─── Record excerpts

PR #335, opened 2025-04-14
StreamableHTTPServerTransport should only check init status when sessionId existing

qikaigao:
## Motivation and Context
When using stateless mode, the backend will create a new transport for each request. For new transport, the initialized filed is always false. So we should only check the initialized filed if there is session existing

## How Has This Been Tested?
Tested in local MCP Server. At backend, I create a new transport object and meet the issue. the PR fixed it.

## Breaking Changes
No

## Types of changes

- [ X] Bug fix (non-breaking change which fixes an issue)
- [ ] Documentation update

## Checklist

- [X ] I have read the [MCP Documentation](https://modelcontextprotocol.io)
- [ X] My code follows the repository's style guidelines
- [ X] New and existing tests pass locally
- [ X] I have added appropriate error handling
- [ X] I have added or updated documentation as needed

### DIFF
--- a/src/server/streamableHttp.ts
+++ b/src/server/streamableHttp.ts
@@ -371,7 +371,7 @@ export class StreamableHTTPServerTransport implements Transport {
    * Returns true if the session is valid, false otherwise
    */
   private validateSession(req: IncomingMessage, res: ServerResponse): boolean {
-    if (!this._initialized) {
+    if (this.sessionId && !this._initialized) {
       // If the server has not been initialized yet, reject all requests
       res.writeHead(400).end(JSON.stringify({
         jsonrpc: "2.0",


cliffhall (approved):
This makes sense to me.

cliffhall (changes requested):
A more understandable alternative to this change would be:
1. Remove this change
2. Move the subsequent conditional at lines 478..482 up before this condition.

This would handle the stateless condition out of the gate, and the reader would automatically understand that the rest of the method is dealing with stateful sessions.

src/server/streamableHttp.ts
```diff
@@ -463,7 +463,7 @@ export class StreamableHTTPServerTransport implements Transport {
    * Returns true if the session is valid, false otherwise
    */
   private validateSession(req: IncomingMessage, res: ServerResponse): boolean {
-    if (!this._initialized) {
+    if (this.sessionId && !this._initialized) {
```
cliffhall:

──────
─── Record excerpts

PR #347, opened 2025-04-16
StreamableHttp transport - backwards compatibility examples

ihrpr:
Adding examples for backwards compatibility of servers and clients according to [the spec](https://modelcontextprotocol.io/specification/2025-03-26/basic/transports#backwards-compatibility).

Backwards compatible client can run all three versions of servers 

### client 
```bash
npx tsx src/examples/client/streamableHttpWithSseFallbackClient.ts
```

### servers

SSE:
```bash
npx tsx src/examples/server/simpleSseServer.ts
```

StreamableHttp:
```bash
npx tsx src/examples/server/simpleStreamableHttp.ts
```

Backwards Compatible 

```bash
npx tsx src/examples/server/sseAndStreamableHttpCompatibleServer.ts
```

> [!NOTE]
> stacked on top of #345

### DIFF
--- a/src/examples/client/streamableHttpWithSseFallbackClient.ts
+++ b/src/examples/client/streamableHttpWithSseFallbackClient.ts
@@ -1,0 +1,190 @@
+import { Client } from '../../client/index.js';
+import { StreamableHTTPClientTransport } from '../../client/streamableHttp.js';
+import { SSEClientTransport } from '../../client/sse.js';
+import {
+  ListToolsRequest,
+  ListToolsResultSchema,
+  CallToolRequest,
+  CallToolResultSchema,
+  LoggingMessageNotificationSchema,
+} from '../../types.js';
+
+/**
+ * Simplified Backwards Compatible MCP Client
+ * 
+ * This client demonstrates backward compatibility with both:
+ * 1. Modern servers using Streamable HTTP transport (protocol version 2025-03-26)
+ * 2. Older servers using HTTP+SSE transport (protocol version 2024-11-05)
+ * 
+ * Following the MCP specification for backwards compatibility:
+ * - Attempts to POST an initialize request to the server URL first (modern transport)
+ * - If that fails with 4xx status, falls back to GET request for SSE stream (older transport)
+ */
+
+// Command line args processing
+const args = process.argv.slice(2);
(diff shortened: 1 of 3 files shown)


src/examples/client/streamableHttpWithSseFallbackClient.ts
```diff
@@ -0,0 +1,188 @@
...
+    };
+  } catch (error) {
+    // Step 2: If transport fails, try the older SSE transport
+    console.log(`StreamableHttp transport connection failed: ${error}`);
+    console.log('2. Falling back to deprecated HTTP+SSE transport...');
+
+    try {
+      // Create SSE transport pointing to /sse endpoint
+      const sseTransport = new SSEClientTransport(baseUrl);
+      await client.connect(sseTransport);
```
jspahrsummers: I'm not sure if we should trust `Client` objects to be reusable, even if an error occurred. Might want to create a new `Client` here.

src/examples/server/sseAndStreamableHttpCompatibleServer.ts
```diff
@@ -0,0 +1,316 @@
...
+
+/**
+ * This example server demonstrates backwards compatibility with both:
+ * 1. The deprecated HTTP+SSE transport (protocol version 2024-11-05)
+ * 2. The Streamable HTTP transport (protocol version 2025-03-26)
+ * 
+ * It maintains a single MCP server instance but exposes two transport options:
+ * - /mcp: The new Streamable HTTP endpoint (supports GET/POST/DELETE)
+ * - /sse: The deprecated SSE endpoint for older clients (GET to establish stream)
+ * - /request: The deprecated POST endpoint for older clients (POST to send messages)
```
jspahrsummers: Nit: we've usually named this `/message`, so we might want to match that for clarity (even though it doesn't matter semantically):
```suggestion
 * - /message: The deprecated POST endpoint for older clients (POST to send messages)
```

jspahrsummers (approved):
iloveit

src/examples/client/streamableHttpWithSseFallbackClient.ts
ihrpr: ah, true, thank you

──────

What the task requires:
Scan the records above for lines with the word "condition". Then report how many there are, as a bare number.

Response to the task:
2